= Glynn County Police Department =

The Glynn County Police Department is the primary law enforcement agency in Glynn County, Georgia. Police Chief Jaques Battiste, the first Black chief in the county, began his tenure in 2021.

==History==
In 2018 the department lost the accreditation of the Georgia Association of Chiefs of Police and the Commission on Accreditation for Law Enforcement Agencies due to multiple shortcomings. These included mismanagement of the evidence room and missing disciplinary records.

In early March 2020 Police Chief John Powell and three officers were indicted on charges that they ignored evidence that an officer was consorting with a drug dealer. Press reports indicated county narcotics officer James Cassada was having sex with confidential informants. Cassada went on to plead guilty and expose other wrongdoing at the department.

==Organization==

The department has 122 sworn law enforcement officers and an unknown number of other employees.

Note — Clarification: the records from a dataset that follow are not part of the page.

PR #893, opened 2018-12-18
CSS changes to decimalParts to allow copy paste.

### LINKED ISSUE #885: Amounts copied to clipboard include extra spaces
Reproduce:

* open Block page
* select DCR amount from Total DCR column
* Ctrl-C
* paste somewhere

The number is pasted like `102 . 78320917` instead of expected `102.78320917`.

Fee columns are not affected.

This also happens on Address page.

buck54321:
Resolves #885. 

Apparently, flexbox makes all children act as block elements in certain ways, one of which is that newlines are inserted on copy-paste between what would normally be inline elements like spans, regardless of the CSS `display` property and regardless of `!important` rules.


public/scss/mempool_vote_table.scss
```diff
@@ -7,67 +7,3 @@
 .matching-hash {
   background: #0078ff1c;
 }
-
-.mb-3 tbody tr td .fs14-decimal {
```
gozart1: I'm glad you are deleting these horribly brittle selectors.
But it turns out that this one in particular keeps the 'DCR' aligned to the left in the home page:
screen shot 2018-12-17 at 11 57 05 pm

But rather than author any styles to do this, you could just put d-flex on the wrapper div to align things

buck54321:
Removed excess margins around DCR unit and corrected a couple of alignment issues in the last commit. I avoided flexbox for alignment in places where standard inline behavior fit the bill. 

Switched to template literals for `humanize.DecimalParts`.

The Patrol Division includes most of the police officers. Its units include:

- Uniformed Patrol Shifts
- Police K9 Unit
- Traffic Enforcement Unit
- H.E.A.T. (Highway Enforcement of Aggressive Traffic) Unit
- Community Relations Unit
- Airport Operations Unit

The Investigations Division includes:

- General Investigations Unit
- Special Investigations Unit
- Crime Scene, Evidence, and Victim Services Unit

There is a part-time SWAT whose personnel are assigned to other units.